Carol is a follower of Jesus and a wife, mom & grandma. She worked for many years as a childbirth nurse and prenatal educator. She recently retired from clinical work. She has written articles for nursing journals and devotionals. Her novel, Aliisa's Letter, was published in 2010 and she is currently working on another project.

10 thoughts on “Canning Elderberry Juice”

  1. It says to add 1/4 c honey to the juice and then heat it and then can. I thought in the beginning you said you liked to have the important attributes of the honey so you don’t heat it. I am confused. Later you say after you open the jar you add honey. Am I correct in reading that you DO add honey to the juice and then can it AND when opening a jar you add more honey? If this is how you do it I am assuming the first honey addition is not raw because you are heating thus nullifiying the important attributes . Am I correct? I really want to get this correct because I did not enjoy freezing the berries and making juice every time I needed it last year for us. I want the juice ready to go. Thank you in advance.
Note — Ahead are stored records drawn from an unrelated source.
PR #305, opened 2023-08-23
Use c.abort in macro error cases

mdedetrich:
I started working on macros recently and when browsing through pekko-http I noticed that we are throwing exceptions rather than `c.abort` which is what you are intended to use in unhandled macro cases (`c.abort` contains information about macro expansion such as the current macro position which is helpful for the error message).


nvollmar (approved):
lgtm

He-Pin:
I know little about macro but Great!

PR #311, opened 2023-08-30
=core Make use of statefulMap instead of statefulMapConcat.

He-Pin:
Motivation:
Use the `statefulMap` instead when concating is not needed.

```
[info] Benchmark                                                Mode  Cnt         Score         Error  Units
[info] MessageToFrameRendererBenchmark.benchNewStreamedFrames  thrpt   10  25333318.747 锟斤拷 1293108.754  ops/s
[info] MessageToFrameRendererBenchmark.benchOldStreamedFrames  thrpt   10  20352150.287 锟斤拷 1563364.567  ops/s
```

PR #312, opened 2023-08-31
mima check on pull requests

pjfanning:
* relates to #311 
* I don't know for definite but that PR looks like the removed method should cause a mima failure

### DIFF
--- a/.github/workflows/validate-and-test.yml
+++ b/.github/workflows/validate-and-test.yml
@@ -88,7 +88,7 @@ jobs:
       # Quick testing for PR validation
       - name: Validate pull request for JDK ${{ matrix.JDK }}, Scala ${{ matrix.SCALA_VERSION }}
         if: ${{ github.event_name == 'pull_request' }}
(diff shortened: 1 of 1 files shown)


He-Pin (changes requested):
better to have a dedicated `binary-compatibility-checks` workflow like pekko

mdedetrich:
Can we also please make a decision on https://lists.apache.org/thread/4oymvkv6t415pocdtc6l1vxssoflbw9f and https://github.com/apache/incubator-pekko/pull/532 ? The whole point of that thread is to actually implement a proper handling of MiMa that sticks to semver and actually automatically deals with changes where people add functionality (doing MiMa checks against a hardcoded Pekko 1.0.0/1.1.0 is not enough, we should actually be doing MiMa checks against the latest release of the software against every PR).

I understand the solution may not be the cleanest (although tbh we kind of have our hands tied due to ASF process) but what I am suggesting is standard and normal in Scala OS projects, its not some crazy out there idea (otherwise this feature in dynver wouldn't even exist).

He-Pin (approved):
After another think, I think we can take this in first after then we can consider if we want to do some kind of spliting.

PR #313, opened 2023-09-05
Use fetch tags from latest checkout action

mdedetrich:
The latest version of the checkout github actions now supports a `fetch-tags` flag which does as described, i.e. it will fetch all of our tags which removes the various workarounds that was used before (i.e. manually running `git fetch` command) etc etc, see https://github.com/actions/checkout/pull/579

This will also help in the erroneous errors that we get in CI, i.e. 

```
[error] Failed to derive version from git tags. Maybe run `git fetch --unshallow` or `git fetch upstream` on a fresh git clone from a fork? Derived version: 0.0.0+1-337943bd-SNAPSHOT`
```

### DIFF
--- a/.github/workflows/format.yml
+++ b/.github/workflows/format.yml
@@ -13,9 +13,10 @@ jobs:
     if: github.repository == 'apache/incubator-pekko-http'
     steps:
       - name: Checkout current branch (full)
-        uses: actions/checkout@v3
+        uses: actions/checkout@v4
         with:
           fetch-depth: 0
+          fetch-tags: 0
           persist-credentials: false
 
       - name: Check project is formatted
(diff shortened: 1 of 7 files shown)


.github/workflows/format.yml
```diff
@@ -13,9 +13,10 @@ jobs:
     if: github.repository == 'apache/incubator-pekko-http'
     steps:
       - name: Checkout current branch (full)
-        uses: actions/checkout@v3
+        uses: actions/checkout@v4
```
He-Pin, line 16: Can we add a dependency-bot, is that allowed?

He-Pin (approved):
lgtm

PR #333, opened 2023-10-18
allow test with pekko 1.0.x snapshot

pjfanning:
* adjusts the tagNumber logic to treat build numbers without an RC or M tag as newer than ones that have them
* example
```
sbt -Dpekko.http.build.pekko.version=1.0.x package
```

### DIFF
--- a/project/PekkoDependency.scala
+++ b/project/PekkoDependency.scala
@@ -44,6 +44,7 @@ object PekkoDependency {
       case None =>
         Option(System.getProperty("pekko.http.build.pekko.version")) match {
           case Some("main")           => mainSnapshot
+          case Some("snapshot-1.0.x") => snapshot10x
           case Some("default") | None => Artifact(defaultVersion)
           case Some(other)            => Artifact(other, true)
         }
@@ -55,6 +56,7 @@ object PekkoDependency {
   val default = pekkoDependency(defaultVersion = minimumExpectedPekkoVersion)
   def docs = default
 
+  lazy val snapshot10x = Artifact(determineLatestSnapshot("1.0", false), true)
   lazy val mainSnapshot = Artifact(determineLatestSnapshot(), true)
 
   val pekkoVersion: String = default match {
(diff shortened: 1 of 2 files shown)


project/PekkoDependency.scala
```diff
@@ -44,6 +44,7 @@ object PekkoDependency {
       case None =>
         Option(System.getProperty("pekko.http.build.pekko.version")) match {
           case Some("main")           => mainSnapshot
+          case Some("snapshot-1.0.x") => snapshot10x
```
mdedetrich, line 47: Can we change the naming to `main-1.0.x` so its consistent with `main`?

mdedetrich (changes requested):
I am already testing this locally (and yes there is a regression in 1.0.x, I will make a revert commit), have one comment.

project/PekkoDependency.scala
pjfanning: `main` is the name of the branch we are using for 1.1.x 
so calling the option to use a 1.0.x snapshot something with the word `main` in it would be very confusing

mdedetrich: > `main` is the name of the branch we are using for 1.1.x so calling the option to use a 1.0.x snapshot something with the word `main` in it would be very confusing

No its not, `main` points to the latest `main` branch which are snapshots. There is an argument the naming is confusing but if we want to change that lets do it in another PR

mdedetrich:
@pjfanning Do you want to get this over the finish line? I am happy with the change, just need want to change from `snapshot-1.0.x` to just `1.0.x`.

I can also update the PR branch myself if you have time constraints.

pjfanning:
> @pjfanning Do you want to get this over the finish line? I am happy with the change, just need want to change from `snapshot-1.0.x` to just `1.0.x`.
> 
> I can also update the PR branch myself if you have time constraints.

I've committed a change to call it `1.0.x`.

mdedetrich:
@pjfanning Also need to add it to the matrix at https://github.com/apache/incubator-pekko-http/blob/17da94039e5b63d2be8f73cfac673e2a6f8517ca/.github/workflows/nightly.yml#L18 if you want the tests to actually run it.

project/PekkoDependency.scala
```diff
@@ -114,11 +116,12 @@ object PekkoDependency {
               ep.toInt,
               maj.toInt,
               min.toInt,
-              Option(tagNumber).map(_.toInt),
+              Option(tagNumber).map(_.toInt).getOrElse(Integer.MAX_VALUE),
```
mdedetrich, line 119: Why was this change needed?

mdedetrich:
I found something else, i.e. https://github.com/apache/incubator-pekko-http/pull/333#discussion_r1375408032 . Also PR needs to be rebased/merge conflict against main since there are conflicts.

project/PekkoDependency.scala
pjfanning: yes - this is related to `adjusts the tagNumber logic to treat build numbers without an RC or M tag as newer than ones that have them`

mdedetrich: Okay, but how is `Integer.MAX_VALUE` going to provide a correct value here, or am I missing something? Is it just some sentinel value that will get ignored later (if so add a comment because logic/reasoning behind it is unclear).

mdedetrich: Oh nvm, its for ordering and not the actual value. @pjfanning Can you just add a comment explaining that its there to fix ordering and then ill approve PR.

pjfanning: The values are used only in sorting.

* `-RC1-` will eval as 1
* no `-RC` or `-M` will now eval as MAX-INT
* MAX-INT > 1 so sorting will treat non-RC/non-milestone releases as newer

Old logic:
* `-RC1-` will eval as `Some(1)`
* no `-RC` or `-M` will eval as `None`
* `None` < `Some(1)` so sorting will treat non-RC/non-milestone releases as older

mdedetrich: Understood, just add a comment in the code quickly explaining this because on first glance its misleading.

mdedetrich (approved):
lgtm, lets see how this runs

mdedetrich:
@pjfanning Good news its working, i.e. you can check the latest run at https://github.com/apache/incubator-pekko-http/actions/runs/6687481949 and to further confirm if you check the job at https://github.com/apache/incubator-pekko-http/actions/runs/6687481949/job/18168181064 you can see its picking up the latest `1.0.x` snapshot, i.e.

```
[info] Building Pekko HTTP 1.1.0-M0+18-a7676ef1+20231030-0213-SNAPSHOT against Pekko 1.0.1+49-f1f6285b-SNAPSHOT on Scala 2.13.11
```

Issue #332, opened 2023-10-12
CVE-2023-44487


He-Pin:
Description
A client might overload the server by issue frequent RST frames. This can cause a massive amount of load on the remote system and so cause a DDOS attack.

References
https://www.cve.org/CVERecord?id=CVE-2023-44487
https://blog.cloudflare.com/technical-breakdown-http2-rapid-reset-ddos-attack/
https://cloud.google.com/blog/products/identity-security/google-cloud-mitigated-largest-ddos-attack-peaking-above-398-million-rps/

I just read this, not sure if pekko-http is affected.
Netty's fix is https://github.com/netty/netty/commit/58f75f665aa81a8cbcf6ffa74820042a285c5e61

@jrudolph cc

jrudolph:
In my tests on my machine, you can load a core with about 8-10MB/s of network input using either just RST frames or HEADERS/RST. How bad is that? It means you already have to almost saturate a 100GBit link for this to become relevant. 

On the other hand, the real cost might come from actually running requests that are already cancelled (see also #330). These are run in a stream with configurable parallelism, so there's no unlimited forking of work going on.

In perspective, this is probably not the best targeted attack you could do if you want to target a specific site (because you only target HTTP/2 infrastructure and not all the rest of the backend). On the other hand, it is unfortunate if you get hit by an easy drive-by attack.

One thing to consider is that it is not recommended to run Pekko HTTP on the public internet directly (as it is not recommended to run any web server on the public internet directly without the necessary precautions, you would much more likely put a more well-established web proxy like nginx etc in front of any real loads, especially if you have exposure). So, the real impact of this problem is probably negligible right now.

A solution will probably want to implement some kind of rate limiting. Unfortunately, this will introduce both a small performance penalty but also another knob that you have to tune, especially for high loads. This makes for an awkward position when choosing the default because there's little reason to enable the rate limit for a non-exposed load (= almost all) while when you are running it on the public internet you will have to tweak settings to enable the feature.

atennapel:
I noticed that Pekko-http is not listed on the vulnerability page here: https://nvd.nist.gov/vuln/detail/CVE-2023-44487 (but Akka-http is). Do you know why that is?

He-Pin:
@atennapel Maybe pekko-http is new, and @jrudolph is working on a PR for this.

pjfanning:
[...]

PR #344, opened 2023-10-29
HTTP/2 rapid reset mitigation

pjfanning:
* #332
* adds a throttle and the connection is closed if the reset frame rate is too high
* code is largely based on suggestions from @jrudolph 
* the mima filter had to be added due to the new fields in Http2Settings
* the mima check did not work so I copied over the working MiMa.scala from incubator-pekko repo


jrudolph:
Thanks for setting that up and sorry for dropping the ball here.

pjfanning:
@jrudolph @raboof @nvollmar @kerr @gmethvin @mdedetrich would any of you have time to review this? This is a reaction to the Akka team issuing a security warning. I would favour not getting a CVE or attaching our name to the existing CVE-2023-44487 but I'm not against it either. My priority is just to get out a release with some change.

project/MiMa.scala
```diff
@@ -11,57 +11,54 @@
...
 import sbt.Keys._
-import com.typesafe.tools.mima.core.ProblemFilter
 import com.typesafe.tools.mima.plugin.MimaPlugin
 import com.typesafe.tools.mima.plugin.MimaPlugin.autoImport._
 
-import scala.util.Try
-
 object MiMa extends AutoPlugin {
 
+  private val latestPatchOf10 = 0
```
He-Pin, line 22: Split this change to a seprate PR?

http-core/src/main/scala/org/apache/pekko/http/impl/engine/http2/Http2Blueprint.scala
```diff
@@ -198,6 +199,20 @@ private[http] object Http2Blueprint {
       Flow[FrameEvent].map(FrameRenderer.render).prepend(Source.single(Http2Protocol.ClientConnectionPreface)),
       Flow[ByteString].via(new Http2FrameParsing(shouldReadPreface = false, log)))
 
+  private def rapidResetMitigation(
+      settings: Http2ServerSettings): BidiFlow[FrameEvent, FrameEvent, FrameEvent, FrameEvent, NotUsed] = {
+    def frameCost(event: FrameEvent): Int = event match {
+      case _: FrameEvent.DataFrame         => 0
+      case _: FrameEvent.WindowUpdateFrame => 0 // TODO: should we throttle these?
+      case _                               => 1
+    }
```
He-Pin, line 208: this can be contantFunc

project/MiMa.scala
pjfanning: One advantage to having it here is this PR proves it works. I could move it in a separate PR but the build will pass regardless.

http-core/src/main/scala/org/apache/pekko/http/impl/engine/http2/Http2Blueprint.scala
```diff
@@ -198,6 +199,20 @@ private[http] object Http2Blueprint {
...
+
+    BidiFlow.fromFlows(
+      Flow[FrameEvent],
+      Flow[FrameEvent].throttle(settings.resetsThrottleCost, settings.resetsThrottleInterval,
+        settings.resetsThrottleBurst, frameCost, ThrottleMode.Enforcing))
```
He-Pin, line 213: 1. As the default `throttle` implementation will do a scheduling, but we will always close/fails on the first rapid reset detected, maybe a simpler copy/impl can be better?

http-core/src/main/scala/org/apache/pekko/http/impl/engine/http2/Http2Blueprint.scala
pjfanning: I don't know what `constantFunc` means. Do you mean making this a `val` instead of a `def`?

http-core/src/main/scala/org/apache/pekko/http/impl/engine/http2/Http2Blueprint.scala
```diff
@@ -127,6 +127,7 @@ private[http] object Http2Blueprint {
       serverDemux(settings.http2Settings, initialDemuxerSettings, upgraded) atop
       FrameLogger.logFramesIfEnabled(settings.http2Settings.logFrames) atop // enable for debugging
       hpackCoding(masterHttpHeaderParser, settings.parserSettings) atop
+      rapidResetMitigation(settings.http2Settings) atop
```
He-Pin, line 130: Better with an option to not include this stage into flow, if the endpoint is not public but internal.

pjfanning: makes sense - there are 3 new configs - one is an interval - what about me updating the code so that the interval is 0 then the feature is just disabled?

http-core/src/main/scala/org/apache/pekko/http/impl/engine/http2/Http2Blueprint.scala
pjfanning: Could you suggest an implementation?

http-core/src/main/scala/org/apache/pekko/http/impl/engine/http2/Http2Blueprint.scala
He-Pin: Yes, make just like the `Keep.left/right`

http-core/src/main/scala/org/apache/pekko/http/impl/engine/http2/Http2Blueprint.scala
He-Pin: I think we can leverage the current TokenBucket, IIRC, the Netty fix  https://github.com/netty/netty/commit/58f75f665aa81a8cbcf6ffa74820042a285c5e61 does no scheduling.

http-core/src/main/scala/org/apache/pekko/http/impl/engine/http2/Http2Blueprint.scala
pjfanning: made a change

http-core/src/main/scala/org/apache/pekko/http/impl/engine/http2/Http2Blueprint.scala
pjfanning: where is this TokenBucket? No class with that name in this repo. The Netty PR does not seem to have a TokenBucket either.

He-Pin: `org.apache.pekko.util.TokenBucket` from `pekko-actor`

pjfanning: The throttle code already uses a TokenBucket under the hood. See https://github.com/search?q=repo%3Aapache%2Fincubator-pekko%20tokenbucket&type=code

This issue is time sensitive. Pekko HTTP has no current release that has a solution for CVE-2023-44487

@jrudolph would you have any thoughts on this? Do you think the throttle adds excessive overhead?

pjfanning: @He-Pin The throttle in 'Enforcing' mode like this PR uses does not seem to schedule - see this code in Throttle.scala.

```
      override def onPush(): Unit = {
        val elem = grab(in)
        val cost = costCalculation(elem)
        val delayNanos = tokenBucket.offer(cost)

        if (delayNanos == 0L) push(out, elem)
        else {
          if (mode eq Enforcing) failStage(new RateExceededException("Maximum throttle throughput exceeded."))
          else {
            currentElement = elem
            scheduleOnce(Throttle.TimerKey, delayNanos.nanos)
          }
        }
```

http-core/src/main/resources/reference.conf
```diff
@@ -307,6 +307,12 @@ pekko.http {
       # Fail the connection if a sent ping is not acknowledged within this timeout.
       # When zero the ping-interval is used, if set the value must be evenly divisible by less than or equal to the ping-interval.
       ping-timeout = 0s
+
+      # Configure the throttle for Reset Frames (https://github.com/apache/incubator-pekko-http/issues/332)
+      resets-throttle-cost = 100
+      resets-throttle-burst = 100
+      # setting resets-throttle-interval to 0s will disable the throttle
+      resets-throttle-interval = 1s
```
mdedetrich, line 315: Did we make an official decision about whether this mitigation should be enabled by default or not? My memory may be fuzzy but I thought we decided to not have it enabled by default but have the option so people can enable it (in the case they expose pekko-http directly to the internet).

Also not sure if a formal discussion on the mailing list for this is excessive.

http-core/src/main/scala/org/apache/pekko/http/impl/engine/http2/Http2Blueprint.scala
mdedetrich: Maybe @He-Pin is talking about the `scheduleOnce` here?

pjfanning: The `scheduleOnce` in this code snippet does not happen because `mode eq Enforcing`.

project/MiMa.scala
mdedetrich: I would prefer moving this to a separate PR as well, its not directly related to this change and its also something I would like to review in isolation (its also scratching this pet peeve of mine that I have echoed elsewhere which is that that we shouldn't even have this code, i.e. it should be automated via https://github.com/sbt/sbt-dynver?tab=readme-ov-file#previous-version-detection.

mdedetrich (changes requested):
In terms of implementation I don't have too many issues however @He-Pin if you have time it would be great to address @pjfanning 's outstanding issues.

The MiMa changes definitely should go into a separate PR (which can be merged before this one at which point this PR should be rebased).

Also a the risk of bikeshedding, I would prefer if the `resets-throttle-cost` config was changed to `reset-throttle-cost` (i.e. de-pluralize the resets). To me as an english speaker "resets" sounds slightly off.

http-core/src/main/scala/org/apache/pekko/http/impl/engine/http2/Http2Blueprint.scala
mdedetrich: Thanks for clarifying, in this case it seems to be a false alarm

pjfanning:
I think I've covered most if the review items

http-core/src/main/resources/reference.conf
pjfanning: renamed to `reset-frame-throttle...`

pjfanning:
I've just noticed that this throttle breaks some of the microbenchmarks. I think the throttle might be applied to too many frame types.

Running sbt from the incubator-pekko-http dir and executing

```
http-bench-jmh/Jmh/run -i 3 -wi 3 -f1 -t1 org.apache.pekko.http.impl.engine.http2.H2ServerProcessingBenchmark.
```

This will fail with the changes in this PR but runs ok without them. The new throttle is set to fail if there are too many frames. This benchmark does not test rapid resets directly - so it appears that the new throttle is affecting too many frame types.

pjfanning:
I have changed the cost function on the frame throttle to only throttle RST frames. It may be useful to also throttle some other frame types - possibly also:
* Continuation Frames
* GoAway Frames
* WindowUpdate Frames?

pjfanning:
I changed the code so that the rapid reset check is disabled by default. Would it be possible to have this reviewed again?

In the benchmark, the check does not seem to affect performance.

He-Pin:
> I changed the code so that the rapid reset check is disabled by default. Would it be possible to have this reviewed again?
> 
> In the benchmark, the check does not seem to affect performance.

How about with a configuration?

pjfanning:
These are the results of running the H2ClientServerBenchmark on my laptop (with the change in this PR, resetFrameThrottleInterval=0s means no throttle applied). As you may see there is a small impact on my laptop, 0s runs are a little faster than 1s runs.

```
[info] Benchmark                                       (minStrictEntitySize)  (requestbody)  (resetFrameThrottleInterval)  (responsetype)   Mode  Cnt      Score      Error  Units
[info] H2ClientServerBenchmark.benchRequestProcessing                      1          empty                            1s          strict  thrpt    5  34987.925 ±  911.714  ops/s
[info] H2ClientServerBenchmark.benchRequestProcessing                      1          empty                            1s  closedelimited  thrpt    5  29428.729 ± 2196.091  ops/s
[info] H2ClientServerBenchmark.benchRequestProcessing                      1          empty                            0s          strict  thrpt    5  36503.237 ± 2168.155  ops/s
[info] H2ClientServerBenchmark.benchRequestProcessing                      1          empty                            0s  closedelimited  thrpt    5  31649.809 ± 1056.275  ops/s
[info] H2ClientServerBenchmark.benchRequestProcessing                      1    singleframe                            1s          strict  thrpt    5  34068.047 ± 1009.244  ops/s
[info] H2ClientServerBenchmark.benchRequestProcessing                      1    singleframe                            1s  closedelimited  thrpt    5  29889.829 ± 2166.454  ops/s
[info] H2ClientServerBenchmark.benchRequestProcessing                      1    singleframe                            0s          strict  thrpt    5  35286.571 ± 2411.328  ops/s
[info] H2ClientServerBenchmark.benchRequestProcessing                      1    singleframe                            0s  closedelimited  thrpt    5  29821.582 ± 2270.763  ops/s
```

pjfanning:
without my PR changes (ie latest main branch code)

```
[info] Benchmark                                       (minStrictEntitySize)  (requestbody)  (responsetype)   Mode  Cnt      Score      Error  Units
[info] H2ClientServerBenchmark.benchRequestProcessing                      1          empty          strict  thrpt    5  35597.887 ± 2219.899  ops/s
[info] H2ClientServerBenchmark.benchRequestProcessing                      1          empty  closedelimited  thrpt    5  30468.592 ± 1722.882  ops/s
[info] H2ClientServerBenchmark.benchRequestProcessing                      1    singleframe          strict  thrpt    5  34457.236 ± 2100.593  ops/s
[info] H2ClientServerBenchmark.benchRequestProcessing                      1    singleframe  closedelimited  thrpt    5  29022.231 ± 5096.366  ops/s
```

mdedetrich (approved):
lgtm, would be good to get an approval from someone else.

http2-tests/src/test/scala/org/apache/pekko/http/impl/engine/http2/Http2SpecWithMaterializer.scala
```diff
@@ -0,0 +1,138 @@
...
+
+        // force connection to shutdown (in case it is an invalid state)
+        setup.network.fromNet.sendError(new RuntimeException)
+        setup.network.toNet.cancel()
+
+        // and then assert that all stages, substreams in particular, are stopped
+      }
+  }
+
+  protected /* To make ByteFlag warnings go away */ abstract class TestSetupWithoutHandshake {
```
laglangyue, line 52: The comment after `protected` doesn't seem elegant

pjfanning: https://github.com/apache/incubator-pekko-http/pull/344/files/a58637af2969f314cd900b44cb87523dc60e61fd#diff-1bf6a966e29f3f599b7126edc971a2eb45087a0f37ff3b578389f38f257424a5L1809

laglangyue: yeah, Should we keep it orgin? If it's not necessary, I still hope to be able to modify it.

pjfanning:
closing due to #394

PR #346, opened 2023-10-29
avoid deprecated getFirst function

### LINKED ISSUE #345: fix use of deprecated code
```
[warn] /Users/pj.fanning/code/incubator-pekko-http/http-core/src/main/scala/org/apache/pekko/http/scaladsl/model/HttpEntity.scala:666:23: method getFirst in class Attributes is deprecated (since Akka 2.5.7): Attributes should always be most specific, use get[T]
[warn]           _attributes.getFirst[SizeLimit] match {
```

pjfanning:
fixes #345


pjfanning:
breaks too many tests

PR #351, opened 2023-10-30
no need to cast to ActorMaterializer

pjfanning:
* these changes were taken from #347 but I don't want to backport all of that
* see also https://github.com/apache/incubator-pekko-http/pull/352
* ActorMaterializer is deprecated and it would be good not to assume all Materializers are ActorMaterializer


nvollmar (approved):
lgtm

PR #354, opened 2023-10-30
fix more akka naming

pjfanning:
* raised https://github.com/apache/incubator-pekko-http/issues/355 for follow up
* some issue links were incorrectly updated to point to pekko-http issues but the pekko links don't work


nvollmar (approved):
lgtm

PR #1017, opened 2026-04-18
fix: Recover handler errors, turn into HTTP 500 response (port from akka-http PR #4242)

pjfanning:
Port of https://github.com/akka/akka-http/pull/4242 to Pekko HTTP.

    1. You are correct. The honey that I add before canning is not raw (you could omit it). The raw honey is added to the jar when you open it. I use 8 oz. canning jars so that I have a small quantity open at one time.

  2. I thoroughly enjoyed your careful and detailed description of the process for canning elderberry juice. It is so important to understand important nuances and safety precautions when making natural preparations and when canning. I hope to try this recipe with dried berries. Thank you for sharing your valuable and empowering insights with us at the Healthy Happy Green and Natural Party Blog Hop. I’m pinning and sharing.

  3. Hello Carol, I have always enjoyed berries and the juice is cooling.
    I use honey too instead of sugar as a sweetner.
    Lovely to share your flu recipe and juice making.